◆ Assignment ◆
Among the lines below, tally those that hold "False". Return the number and nothing more.

◆ Data provided ◆
PR #2820, opened 2023-10-18
Type all remaining tests

jakkdl:
Decided to do a speedrun through all the remaining test files, with the help of https://github.com/JelleZijlstra/autotyping

If you see anything incorrect, you're very welcome to edit it straight away - I didn't put a lot of effort on average into the type hints, so there's probably a decent amount of them that are bad in some way or another.


trio/testing/_fake_net.py
```diff
@@ -12,9 +12,19 @@
...
+    Iterable,
+    NoReturn,
+    Optional,
+    TypeVar,
+    Union,
+    overload,
+)
 
 import attr
+from typing_extensions import Buffer, Self
```
TeamSpen210, line 27: We probably want to guard this import, since `trio.testing` is public.

trio/_ssl.py
```diff
@@ -239,9 +239,12 @@ def done(self) -> bool:
 
 _State = _Enum("_State", ["OK", "BROKEN", "CLOSED"])
 
+# TODO: variance
+T_Stream = TypeVar("T_Stream", bound=Stream)
```
TeamSpen210, line 243: I think this does need to be invariant. For `SSLStream` it could be covariant since we never use it as a return value, but `SSLListener` does return it. Could be covariant for the former and invariant for the latter, but that's just confusing.

trio/_tests/test_threads.py
```diff
@@ -426,6 +461,11 @@ async def test_run_in_worker_thread_limiter(MAX, cancel, use_default_limiter):
         # Mutating them in-place is OK though (as long as you use proper
         # locking etc.).
         class state:
+            if TYPE_CHECKING:
```
TeamSpen210, line 465: No need to guard this, they'll just set `__annotations__`?

trio/_tests/test_threads.py
```diff
@@ -500,55 +540,57 @@ async def run_thread(event):
...
 
-        def release_on_behalf_of(self, borrower):
+        def release_on_behalf_of(self, borrower: Task) -> None:
             record.append("release")
             assert borrower == self._borrower
 
-    await to_thread_run_sync(lambda: None, limiter=CustomLimiter())
+    # TODO: should CapacityLimiter have an abc or protocol so users can modify it?
+    # because currently it's `final` so writing code like this is not allowed.
+    await to_thread_run_sync(lambda: None, limiter=CustomLimiter())  # type: ignore[arg-type]
```
TeamSpen210, line 560: Obviously not something to do here, but I'd think it'd make most sense to do a protocol, with only the 6 `acquire_*`/`release_*` methods. That's all that a task needs to be limited, the others are only relevant for `CapacityLimiter`'s simple token strategy. The implementations of `acquire()`/`release()` could be included in the protocol since they defer to the `on_behalf_of` methods.

CoolCat467:
How do we fix the following errors `test_exports` raises?

>   jedi can't see the following symbols in trio.lowlevel:
  {'trio.lowlevel.RunVarToken': {'extra': {'previous_value', 'redeemed'},
                                 'missing': set()}}

>  mypy can't see the following symbols in trio.lowlevel:
  {'trio.lowlevel.RunVarToken': {'extra': {'previous_value', 'redeemed'},
                                 'missing': set()}}

trio/_core/_tests/test_guest_mode.py
```diff
@@ -505,11 +540,11 @@ async def crash_in_io(in_host):
 
     with monkeypatch.context() as m:
 
-        async def crash_in_worker_thread_io(in_host):
+        async def crash_in_worker_thread_io(in_host: InHost) -> None:
             t = threading.current_thread()
             old_get_events = trio._core._run.TheIOManager.get_events
 
-            def bad_get_events(*args):
+            def bad_get_events(*args: Any) -> object:
```
CoolCat467, line 547: Any reason not to use `object` instead of `Any`?

trio/_core/_tests/test_instrumentation.py
```diff
@@ -1,40 +1,45 @@
...
         assert task is _core.current_task()
         self.record.append(("after", task))
 
-    def after_run(self):
-        self.record.append(("after_run",))
+    def after_run(self) -> None:
+        self.record.append(("after_run", None))
 
-    def filter_tasks(self, tasks):
+    def filter_tasks(self, tasks: Container[Task]) -> Iterable[tuple[str, Task | None]]:
```
CoolCat467, line 34: Doesn't matter a whole lot, but I think `Iterable` is best used in return type if it's returning an object that defines an `__iter__` method. Even though it's more text, I think `Generator` would be more applicable here.

trio/_core/_tests/test_ki.py
```diff
@@ -4,7 +4,7 @@
 import inspect
 import signal
 import threading
-from typing import TYPE_CHECKING
+from typing import TYPE_CHECKING, AsyncIterator, Callable, Iterator
```
CoolCat467, line 7: I would import from `collections.abc` instead

trio/_core/_tests/test_multierror.py
```diff
@@ -391,7 +398,7 @@ def simple_filter(exc):
         gc.garbage.clear()
 
 
-def assert_match_in_seq(pattern_list, string):
+def assert_match_in_seq(pattern_list: List[str], string: str) -> None:
```
CoolCat467, line 401: Why old generic if we are using `__future__` annotations?

trio/_tests/test_highlevel_ssl_helpers.py
```diff
@@ -33,24 +41,48 @@ async def echo_handler(stream):
...
+            SocketKind,
+            int,
+            str,
+            tuple[str, int] | tuple[str, int, int, int],
+        ]
+    ]:
         return [(AF_INET, SOCK_STREAM, IPPROTO_TCP, "", self.sockaddr)]
 
-    async def getnameinfo(self, *args):  # pragma: no cover
+    async def getnameinfo(self, *args: Any) -> NoReturn:  # pragma: no cover
```
CoolCat467, line 65: `object`?

trio/_tests/test_subprocess.py
```diff
@@ -488,7 +515,7 @@ def test_waitid_eintr():
     got_alarm = False
     sleeper = subprocess.Popen(["sleep", "3600"])
 
-    def on_alarm(sig, frame):
+    def on_alarm(sig: object, frame: object) -> None:
```
CoolCat467, line 518: Isn't `sig` a signal type object and `frame` a `FrameType` (from `types`) object?

trio/_tests/test_threads.py
CoolCat467: That should be correct yes, as far as I am aware.

trio/_tests/test_threads.py
```diff
@@ -500,55 +541,57 @@ async def run_thread(event):
...
     assert isinstance(excinfo.value.__context__, KeyError)
     assert record == ["acquire", "release"]
 
 
-async def test_run_in_worker_thread_fail_to_spawn(monkeypatch):
+async def test_run_in_worker_thread_fail_to_spawn(monkeypatch: MonkeyPatch) -> None:
     # Test the unlikely but possible case where trying to spawn a thread fails
-    def bad_start(self, *args):
+    def bad_start(self: object, *args: object) -> NoReturn:
         raise RuntimeError("the engines canna take it captain")
```
CoolCat467, line 595: Unrelated to the types side of things but noticed this, could we change `canna` -> `cannot`

trio/_tests/test_timeouts.py
```diff
@@ -1,4 +1,5 @@
 import time
+from typing import Awaitable, Callable, TypeVar
```
CoolCat467, line 2: `collections.abc` for everything but TypeVar

trio/_tests/test_tracing.py
```diff
@@ -1,3 +1,5 @@
+from typing import AsyncGenerator
```
CoolCat467, line 1: `collections.abc`

trio/testing/_fake_net.py
```diff
@@ -12,9 +12,19 @@
...
+from typing import (
+    TYPE_CHECKING,
+    Any,
+    Iterable,
+    NoReturn,
+    Optional,
+    TypeVar,
+    Union,
+    overload,
+)
```
CoolCat467, line 24: `collections.abc` for a lot of these

CoolCat467 (changes requested):
Looks pretty good except a few things here and there.

CoolCat467:
All of the `collections.abc` imports I noted would have been able to be fixed automatically if #2809 would go through, with ruff's rule UP035 (https://docs.astral.sh/ruff/rules/deprecated-import/)

trio/_core/_tests/test_instrumentation.py
TeamSpen210: I prefer to generally use `Iterator`, since it leaves you open to changing the returned object to something else in the future. The fact it's a generator is an implementation detail. Unless you do want the users to use generator-specific methods.

jakkdl:
yeah I intentionally don't bother in large part because I expect it to get autofixed, but also doesn't really matter.

trio/_core/_tests/test_guest_mode.py
jakkdl: I'm pretty sure you'd get a typing error on line 516/551 in the `old_get_events(*args)` call. The high-effort solution (here and elsewhere in this PR) would be to copy the signature of it and not use `*args` at all.

trio/_core/_tests/test_ki.py
jakkdl: going to leave that for some autofixer / I don't care enough to bother fixing it manually.

trio/_core/_tests/test_multierror.py
jakkdl: uh, no reason at all. Might've been something `pyannotate` did

trio/_tests/test_highlevel_ssl_helpers.py
jakkdl: it might raise a type error about the signature not matching the superclass, not sure. But with an empty body it doesn't matter either way.

trio/_tests/test_subprocess.py
jakkdl: :+1:

trio/_tests/test_threads.py
jakkdl: lol, I suspect it might be an intentional joke - objectively the error message is pretty unhelpful. I vote to keep it :pirate_flag:

trio/_core/_tests/test_multierror.py
```diff
@@ -362,16 +369,16 @@ def catch_RuntimeError(exc):
...
     gc.collect()
     old_flags = gc.get_debug()
 
-    def make_multi():
+    def make_multi() -> NoReturn:
         # make_tree creates cycles itself, so a simple
         raise MultiError([get_exc(raiser1), get_exc(raiser2)])
 
-    def simple_filter(exc):
+    def simple_filter(exc: BaseException) -> Exception | RuntimeError:
```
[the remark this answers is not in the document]
jakkdl: yeah, I did it intentionally to mirror the function body. I realize now the proper way to do it would maybe be `(exc: T_Exception) -> T_Exception | RunTimeError`, but that's kinda overkill.

trio/testing/_fake_net.py
jakkdl: hmm, this should ideally be picked up by the `no test-requirements` CI run. Will look at it.

trio/_tests/test_threads.py
jakkdl: Created #2824

jakkdl:
> How do we fix the following errors `test_exports` raises?
> 
> > jedi can't see the following symbols in trio.lowlevel:
> > {'trio.lowlevel.RunVarToken': {'extra': {'previous_value', 'redeemed'},
> > 'missing': set()}}
> 
> > mypy can't see the following symbols in trio.lowlevel:
> > {'trio.lowlevel.RunVarToken': {'extra': {'previous_value', 'redeemed'},
> > 'missing': set()}}

(I/Somebody should update this error message to be more helpful)
This is because `dir()` doesn't see the attributes in it. I don't really know why, but setting `slots=True` seems to fix it and I don't think there's any particular reason not to.

trio/_tests/test_file_io.py
```diff
@@ -230,9 +244,9 @@ async def test_aclose_cancelled(path):
     assert f.closed
 
 
-async def test_detach_rewraps_asynciobase():
+async def test_detach_rewraps_asynciobase() -> None:
     raw = io.BytesIO()
-    buffered = io.BufferedReader(raw)
+    buffered = io.BufferedReader(raw)  # type: ignore[arg-type] # ????????????
```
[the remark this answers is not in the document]
jakkdl: thanks, that worked!

trio/_tests/test_threads.py
jakkdl: correct, thanks~

trio/testing/_fake_net.py
jakkdl: and indeed it did :tada: 
https://github.com/python-trio/trio/actions/runs/6567804909/job/17841165556?pr=2820#step:5:720
I just didn't see it because all runs were failing

trio/_core/_tests/test_multierror.py
jakkdl: should also get autofixed by ruff pyupgrade

trio/_tests/test_highlevel_ssl_helpers.py
```diff
@@ -33,24 +41,48 @@ async def echo_handler(stream):
...
         )
+        (listener,) = res
         async with listener:
-            sockaddr = listener.transport_listener.socket.getsockname()
+            # listener.transport_listener is of type Listener[Stream]
+            tp_listener: SocketListener = listener.transport_listener
+
+            sockaddr = tp_listener.socket.getsockname()
             hostname_resolver = FakeHostnameResolver(sockaddr)
             trio.socket.set_custom_hostname_resolver(hostname_resolver)
```
jakkdl, line 87: @TeamSpen210 @A5rocks anybody have an idea what to do here? Looking at `SSLListener` it seems to correctly require the generic to be a `Stream`, as it explicitly says it wraps a `Stream` and calls both `self.transport_listener.send_all` and `self.transport_listener.receive_some`. So is this test doing something completely illegal/illogical solely for the sake of testing and should just be `type: ignore'd`, or is this a limitation in the API and something `SSLStream`-like should be able to wrap a `Listener`, or something else?

trio/testing/_fake_net.py
```diff
@@ -352,31 +377,56 @@ def getsockname(self):
             assert self.family == trio.socket.AF_INET6
             return ("::", 0)
 
-    def getpeername(self):
+    def getpeername(self) -> None:
         self._check_closed()
         if self._binding is not None:
             if self._binding.remote is not None:
```
jakkdl, line 383: > trio/testing/_fake_net.py:(383:16 - 383:35): "UDPBinding" has no attribute "remote"  [attr-defined]

this method is never run in CI, so I suspect it's the code rather than the type hints that are wrong?

trio/testing/_fake_net.py
```diff
@@ -400,45 +450,49 @@ async def sendto(self, *args):
...
-    async def recvfrom(self, bufsize, flags=0):
+    async def recvfrom(self, bufsize: int, flags: int = 0) -> tuple[bytes, Any]:
         data, ancdata, msg_flags, address = await self.recvmsg(bufsize, flags)
         return data, address
 
-    async def recvfrom_into(self, buf, nbytes=0, flags=0):
+    async def recvfrom_into(
+        self, buf: Buffer, nbytes: int = 0, flags: int = 0
+    ) -> tuple[int, Any]:
         if nbytes != 0 and nbytes != len(buf):
```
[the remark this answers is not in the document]
TeamSpen210: That is correct, buffers only need the `__buffer__()` method. What you can do is `memoryview(buf).nbytes`,

trio/_core/_tests/test_instrumentation.py
TeamSpen210: Yep for `contextlib.contextmanager` it needs to be a generator, since that decorator uses `.send()`/`.throw()`. The type stubs are wrong, but changing them would require too much churn...

trio/_tests/test_threads.py
TeamSpen210: It's a Star Trek reference indeed.

trio/testing/_fake_net.py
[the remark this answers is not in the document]
jakkdl: thanks :+1:

trio/testing/_fake_net.py
jakkdl: added a bunch of asserts that will hopefully elucidate anybody trying to use this about the weirdness

trio/testing/_fake_net.py
```diff
@@ -299,6 +300,10 @@ async def sendmsg(self, *args: Any) -> int:
         ancdata = []
         flags = 0
         address = None
+
+        # This does *not* match up with socket.socket.sendmsg (!!!)
+        # https://docs.python.org/3/library/socket.html#socket.socket.sendmsg
+        # they always have (buffers, ancdata, flags, address)
```
jakkdl, line 306: I started writing coverage tests for `_fake_net` which is how I noticed this, but leaving those for another PR.

trio/_tests/test_timeouts.py
```diff
@@ -34,6 +37,8 @@ async def check_takes_about(f, expected_dur):
     # value above is exactly 128 ULPs below 1.0, which would make sense if it
     # started as a 1 ULP error at a different dynamic range.)
     assert (1 - 1e-8) <= (dur / expected_dur) < 1.5
+
+    # outcome is not typed
```
CoolCat467, line 41: Comment does not appear to be necessary any longer

CoolCat467 (changes requested):
Looks great except a few small things I noticed

jakkdl:
hrm, pre-commit.ci is running ruff on 0.1.1 whereas check.sh is running ruff with 0.1.0 - this feels destined to bring a conflict at some point.

CoolCat467:
> hrm, pre-commit.ci is running ruff on 0.1.1 whereas check.sh is running ruff with 0.1.0 - this feels destined to bring a conflict at some point.

I quite agree, we should update that soon.

CoolCat467 (approved):
Looks great, I'm sure the collections.abc things will get fixed at a later point if/when we run pyupgrade.

CoolCat467:
In reference to commit 6170384, if you look at the pre-commit run in the PR checks area, at the very bottom of the page it displays, it says
>autofix pushing was disabled in the configuration. to autofix this pr, comment "pre-commit.ci autofix" on the pull request

jakkdl:
I'll merge this soonish unless anybody has something to comment on, because this touches so much it very easily get merge conflicts. (e.g. other people adding test cases that aren't typechecked without this PR)

trio/_core/_tests/test_instrumentation.py
```diff
@@ -1,40 +1,45 @@
...
 from ... import _abc, _core
+from ...lowlevel import Task
 from .tutil import check_sequence_matches
 
 
 @attr.s(eq=False, hash=False)
-class TaskRecorder:
-    record = attr.ib(factory=list)
+class TaskRecorder(_abc.Instrument):
+    record: list[tuple[str, Task | None]] = attr.ib(factory=list)
```
A5rocks, line 15: I think you can keep the variable length tuples and just use tuple length to differentiate (I believe that narrows in mypy? If not, ignore this comment!)

Specifically `list[tuple[str] | tuple[str, Task]]`

trio/_core/_tests/test_instrumentation.py
```diff
@@ -193,26 +199,27 @@ async def main():
...
 
-    async def main():
-        record = []
+    async def main() -> None:
+        record: list[Task] = []
 
         # Changing the set of hooks implemented by an instrument after
         # it's installed doesn't make them start being called right away
-        instrument.before_task_step = record.append
+        instrument.before_task_step = record.append  # type: ignore[assignment]
```
A5rocks, line 222: I'm not sure why this is type erroring?

trio/_core/_tests/test_ki.py
```diff
@@ -145,38 +146,38 @@ def protected_manager():
 
 
 @pytest.mark.skipif(async_generator is None, reason="async_generator not installed")
-async def test_async_generator_agen_protection():
+async def test_async_generator_agen_protection() -> None:
     @_core.enable_ki_protection
-    @async_generator
-    async def agen_protected1():
+    @async_generator  # type: ignore[misc] # untyped generator
```
A5rocks, line 151: Just checking understanding, this is cause `async_generator` isn't typed?

trio/_core/_tests/test_ki.py
```diff
@@ -465,19 +466,19 @@ async def main():
             with pytest.raises(_core.Cancelled):
                 await _core.checkpoint()
 
-    _core.run(main)
+    _core.run(main_8)
```
A5rocks, line 469: TBH we should experiment with the mypy option that allows for reassignment...

trio/_core/_tests/test_ki.py
```diff
@@ -488,21 +489,22 @@ async def main():
 
 
 # Regression test for #461
-def test_ki_with_broken_threads():
+# don't know if _active not being visible is a problem
```
A5rocks, line 492: Probably more something to bring up with typeshed? But it's not documented AFAICT so probably intentional.

trio/_core/_tests/test_multierror.py
```diff
@@ -34,46 +36,47 @@ def __eq__(self, other: object) -> bool:
...
     raise NameError
 
 
-def get_exc(raiser):
+def get_exc(raiser: Callable[[], NoReturn]) -> BaseException:
     try:
         raiser()
     except Exception as exc:
         return exc
+    raise AssertionError("raiser should always raise")  # pragma: no cover
```
A5rocks, line 72: Again the comment about `-> BaseException | None` -- if mypy requires you explicitly return `None` then nvm on that.

trio/_core/_tests/tutil.py
```diff
@@ -98,9 +100,7 @@ def restore_unraisablehook() -> Generator[None, None, None]:
 
 # template is like:
 #   [1, {2.1, 2.2}, 3] -> matches [1, 2.1, 2.2, 3] or [1, 2.2, 2.1, 3]
-def check_sequence_matches(
-    seq: Sequence[object], template: Iterable[object | set[object]]
-) -> None:
+def check_sequence_matches(seq: Sequence[T], template: Iterable[T | set[T]]) -> None:
```
A5rocks, line 103: Hm. I'm not sure I quite follow why the `T` here -- but I don't remember the variance of `Iterable` so maybe this makes sense... Though I guess maybe for `set`.... aaa whatever, might as well ask.

trio/_highlevel_ssl_helpers.py
```diff
@@ -40,7 +40,7 @@ async def open_ssl_over_tcp_stream(
     data.
 
     Args:
-      host (bytes or str): The host to connect to. We require the server
+      host (str): The host to connect to. We require the server
```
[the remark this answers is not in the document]
A5rocks: Does this passing bytes error at runtime?

trio/_subprocess_platform/waitid.py
```diff
@@ -8,9 +8,14 @@
 from .._sync import CapacityLimiter, Event
 from .._threads import to_thread_run_sync
 
-assert (sys.platform != "win32" and sys.platform != "darwin") or not TYPE_CHECKING
+if TYPE_CHECKING:
+
+    def sync_wait_reapable(pid: int) -> None:
```
A5rocks, line 13: Mind leaving a comment about why this function specifically is up here?

A5rocks (approved):
Well, I skipped all the test files after the actual code changes because... I mean they're just tests. Comments but none of them block anything.

trio/_core/_tests/test_instrumentation.py
TeamSpen210: It does as of last week - https://github.com/python/mypy/pull/16237. So not quite yet.

trio/_subprocess_platform/waitid.py
TeamSpen210: I think it's to provide a definition if imported on other platforms.

TeamSpen210 (approved):

trio/_core/_tests/test_ki.py
CoolCat467: The reassignment option can open the door to lots of issues though. I will say it is convenient in a lot of cases to simply reassign something, and it can become a bit of type gymnastics with especially complex code, but I think that in the end leaving it off might be the best option. I feel like a lot of subtle issues might get suppressed with the reassignment option enabled.

CoolCat467:
pre-commit.ci autofix

trio/_highlevel_ssl_helpers.py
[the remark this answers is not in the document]
jakkdl: strange, can't repro any problem when reverting this edit.

trio/_core/_tests/test_guest_mode.py
```diff
@@ -450,7 +483,11 @@ async def trio_main():
                 aio_task.cancel()
                 return "trio-main-done"
 
-    async def aio_pingpong(from_trio, to_trio):
+        raise AssertionError("should never be reached")  # pragma: no cover
```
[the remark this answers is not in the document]
jakkdl: `-> str|None` would still give "missing return statement", if you have an explicit return somewhere in the function it wants explicit returns in all branches.

trio/_core/_tests/test_instrumentation.py
jakkdl: I'll leave it as is then.

trio/_core/_tests/test_instrumentation.py
jakkdl:
```
trio/_core/_tests/test_instrumentation.py:222: error: Cannot assign to a method  [method-assign]
trio/_core/_tests/test_instrumentation.py:222: error: Incompatible types in assignment (expression has type "Callable[[Task], None]", variable has type "Callable[[Arg(Task, 'task')], None]")  [assignment]
```

If I edit `_abc.Instrument.before_task_step` to make `task` positional-only then I only get the first error. Seems like `ignore[assignment]` covers both, but made it extra explicit by ignoring both, and added comment that explains the errors.

trio/_core/_tests/test_ki.py
jakkdl: yeah, clarifying comment

trio/_core/_tests/test_ki.py
jakkdl: Hmm, it's only `_active` and not `__active`, so I'm pretty sure a lot of code actually inspects it or modifies it in a subclass, but yeah makes sense that typeshed sticks to the documented parts.

trio/_core/_tests/tutil.py
jakkdl: I.. don't quite follow why the signature would be confusing? Though the comment above reversing them might be the cause of confusion.
You pass it a sequence of some thing, e.g. `[1, 2, 3, 4, 5]` or `[1, 2, 3, 5, 4]`, and use this function to see whether that matches a template - which can include either objects of the same type, or if you expect the order to sometimes be jumbled you can specify them inside a set*: `[1, 2, 3, {4, 5}]`. So the template should be an `Iterable` which contains objects of the same type your sequence consists of, or sets of that object. Variance is not related in any way.

The `Sequence` vs `Iterable` is because the function does slicing on `seq`, but only iterates over `template`.

\* I did not expect this to be how the function actually worked, and wrote an incorrect description at first where I assumed the sets were about unions. Not a great name imho.

Improved the comments accompanying the function.

trio/_subprocess_platform/waitid.py
jakkdl: It's for `trio/_tests/test_subprocess.py:test_waitid_eintr()`:
```python
@slow
def test_waitid_eintr() -> None:
    # This only matters on PyPy (where we're coding EINTR handling
    # ourselves) but the test works on all waitid platforms.
    from .._subprocess_platform import wait_child_exiting

    if TYPE_CHECKING and sys.platform == "win32":
        return

    if not wait_child_exiting.__module__.endswith("waitid"):
        pytest.skip("waitid only")
    from .._subprocess_platform.waitid import sync_wait_reapable

    ...
```

where despite having a
`if TYPE_CHECKING and sys.platform == "win32": return` it will still complain about the import on line 522. I guess this one could be reported upstream?

Though I realize now it's probably better to silence the error in the test than to make people think they can import `sync_wait_reapable` globally on all platforms only to get an `ImportError` at runtime.

trio/_tests/test_exports.py
```diff
@@ -445,6 +446,16 @@ def lookup_symbol(symbol):
             extra = {e for e in extra if not e.endswith("AttrsAttributes__")}
             assert len(extra) == before - 1
 
+        import enum
```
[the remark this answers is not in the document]
jakkdl: nope. moving it up.

trio/_tests/test_highlevel_serve_listeners.py
```diff
@@ -1,29 +1,45 @@
...
+    MemoryReceiveStream,
+    MemorySendStream,
+    MockClock,
+    memory_stream_pair,
+    wait_all_tasks_blocked,
+)
+
+# types are somewhat tentative - I just bruteforced them until I got something that didn't
+# give errors
+TypeThing = StapledStream[MemorySendStream, MemoryReceiveStream]
```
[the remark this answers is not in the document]
jakkdl: Also found two more places where it could be used in the file.

trio/_tests/test_ssl.py
```diff
@@ -116,10 +116,8 @@ def ssl_echo_serve_sync(
                     # respond in kind but it's legal for them to have already
                     # gone away.
                     exceptions = (BrokenPipeError, ssl.SSLZeroReturnError)
```
TeamSpen210, line 118: Putting these into a tuple only to immediately unpack seems a little redundant.

jakkdl: indeed

trio/_core/_tests/tutil.py
A5rocks: Well the `T` w/ `Sequence` (covariant) means that something like this would pass typechecking: `check_sequence_matches([5.0, 4.0], [5, 4])` but I was in fact being blind to the fact that `object` has that problem too.

jakkdl: Ah, huh. Yeah I don't think we really care about that level of precision, as it's only really used in a few tests and not a public function. I need to get better at variance, for sure.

◆ The answer ◆
2